Domestika
Drawing for Beginners Level -1 by Puño Review — Domestika: 380 Learner Opinions Analysed
Puño's "Drawing for Beginners Level -1" is one of the most widely validated beginner drawing courses available anywhere online: 274,908 enrolled students, 99% positive rating across 10,479+ official reviews, and a consistent cross-cultural response in which learners who had tried and failed to start drawing on their own credit this course with finally breaking through. The curriculum's "Level -1" framing is not marketing — it reflects a genuine pedagogical decision to begin before technique, with proto-drawing exercises, doodling, and group games that build creative confidence and the drawing habit before introducing structure. Puño himself — a professional illustrator since 1994, IED Madrid programme director, Barco de Vapor Award winner, and author of the internationally awarded children's book "¡Ñam!" — brings a warmth and playfulness on camera that reviewers describe in consistent vocabulary across Spanish, English, Italian, Portuguese, and French: reassuring, inspiring, clear, genuinely motivating. The course is not a technical rendering programme and does not teach perspective, accurate proportion, or shading systems; learners who need those outputs will need a different first course. For everyone else — absolute beginners, lapsed drawers who lost confidence, creative professionals who want to rebuild a visual thinking habit — this is the most evidence-backed starting point on the platform.
Final score
from 380 analysed opinions
Published AI-researched, editor-audited
Distribution of opinions
Per-criterion scores
The curriculum unfolds across four units and 18 lessons in 3 hours and 18 minutes — unusually generous for a Domestika beginner course. Unit 1 (Introduction) frames the "why draw?" question and establishes the notebook as a creative garden of ideas and memories, setting a philosophical tone that distinguishes the curriculum from purely technical instruction. Unit 2 (Proto-drawing) is the course's most original section: it opens with hand-drawing as a free observational model, progresses through two dedicated doodling lessons, covers cellophane collages as a texture and mark-making exercise, and concludes with group proto-drawing games. This proto-drawing sequence — activities that build drawing confidence without demanding representational accuracy — is rare in beginner illustration curricula and is consistently cited by reviewers as a key differentiator. Unit 3 (Basic Notions) moves from freedom toward structure: geometric shapes are introduced as compositional building blocks across two lessons, one lesson covers emotional observation ("how does a lemon feel?"), one applies prosopography and ethopoeia to descriptive drawing of people and things, and a group game closes the unit. Unit 4 (Now, Let's Draw!) introduces productive constraints and challenges to spark creative problem-solving, then dedicates two lessons to urban sketching, one to drawing people, and closes with group exercises. The final project synthesises all four units into a personal sketchbook that the student records and shares online. The curriculum's main limitation is that 18 lessons across just over three hours means that individual lessons average around eleven minutes — enough to introduce and demonstrate each idea, but not enough for the kind of extended practice repetition that hands-on technique mastery requires. The course explicitly designs around this by positioning the exercises, the sketchbook habit, and the peer community as the extended practice layer. For learners who engage with all three, the content depth is substantially greater than the video runtime suggests.

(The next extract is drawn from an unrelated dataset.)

PR #29120, opened 2026-07-17
feat(front): link to Usage page for model access tiers from model providers page

Nils-Fedrigo:
## Description

Users complained that the place to find where we restrict models to users is not easy to find, so we add another path to find it from the Models provider page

Puño (José Ramón Sánchez) has been a professional illustrator since 1994 and began his career as an educator just three years later, specialising in creativity, illustration, and graphic storytelling. He has lived and worked in Coruña, Paris, Amsterdam, and Medellín, developing his practice across advertising, press (including El País, El Mundo, and Público), animation, children's and adult book illustration, and comics. He directed the One Year Illustration programme at the Istituto Europeo di Design in Madrid — one of Europe's most respected design schools — and also directed the publishing houses Ediciones Peo and Ultrarradio. His awards include the 2018 Barco de Vapor Award for his novel "La Niña Invisible," the 2009 Fundación SM International Illustration Award for "¡Ñam!," First Prize at CreaCómic from CAM (2009), First Prize at Cinemad Photography (2008), and Third Prize at Nontzeflash Animation (2006). With nearly 550,000 combined enrollments across six Domestika courses — all rated as bestsellers — he is among the platform's most trusted illustration instructors. Across our sample the adjectives reviewers use to describe his teaching are remarkably consistent: "reassuring," "inspiring," "clear," "warm," "motivating," "playful," "genial." Multiple learners explicitly state that they had tried and failed to teach themselves drawing before this course and that Puño's teaching was what finally unlocked the habit. His on-camera personality is the instructional mechanism here — the rational playfulness of the curriculum is inseparable from the personality of the teacher delivering it. This is difficult to replicate and very difficult to fake, and the 99% positive rating across more than 10,000 official reviews is its strongest independent validation.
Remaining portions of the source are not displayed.